===== EXTRACTED DATA =====

Issue #129, opened 2016-09-07
<NavbarToggler> usage


rpassis:
Hi there ,
Would it be possible to include a simple example on how to implement a collapsible `Navbar` component? I can see the `<NavbarToggler>` is available but haven't been able to make it work.
Many thanks,
Rog

eddywashere:
Definitely need to add that. Thanks for reporting!

Kepro:
@eddywashere i looking into code, and there is nothing about onClick or something, can you add some easy example here?

eddywashere:
@Kepro @rpassis this is now documented thansk to @edgji in #216. thanks!

PR #216, opened 2016-11-01
add NavbarToggler example

edgji:
adding a collapsible Navbar component example with NavbarToggler per #129

### DIFF
--- a/docs/lib/examples/NavbarToggler.js
+++ b/docs/lib/examples/NavbarToggler.js
@@ -1,6 +1,5 @@
 import React from 'react';
-import { Navbar, NavbarToggler, NavbarBrand, Nav, NavItem, NavLink } from 'reactstrap';
-import classnames from 'classnames';
+import { Collapse, Navbar, NavbarToggler, NavbarBrand, Nav, NavItem, NavLink } from 'reactstrap';
 
 export default class Example extends React.Component {
   constructor(props) {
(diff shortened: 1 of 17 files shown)


docs/lib/examples/NavbarToggler.js
```diff
@@ -21,18 +20,18 @@ export default class Example extends React.Component {
     return (
       <div>
         <Navbar color="faded" light>
-          <NavbarBrand href="/">reactstrap</NavbarBrand>
           <NavbarToggler className="float-sm-right hidden-lg-up collapsed" onClick={this.toggleNavbar} />
-          <div className={classnames('collapse', 'navbar-toggleable-md', {in: !this.state.collapsed})}>
-            <Nav className="float-sm-left float-md-right" navbar>
+          <Collapse className="navbar-toggleable-md" isOpen={!this.state.collapsed}>
+            <NavbarBrand href="/">reactstrap</NavbarBrand>
```
eddywashere: It's too bad BS4 doesn't support this being outside of the collapsible section. I imagine the toggle icon on one side and the brand on the other side. 👍

edgji: I think it would support it with additional styling but I implemented it exactly like the sample on BS4's own docs for simplicity.

eddywashere: For sure. I'm holding off on documenting custom styles but I might do something like [this](http://codepen.io/eddywashere/pen/wGVgoN) for the docs site navbar. Thanks again for documenting this!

=====

> [PROBLEM TO SOLVE] Take every line above where "with" appears and copy it.

> [ANSWER FOR THIS EXERCISE]
adding a collapsible Navbar component example with NavbarToggler per #129
edgji: I think it would support it with additional styling but I implemented it exactly like the sample on BS4's own docs for simplicity.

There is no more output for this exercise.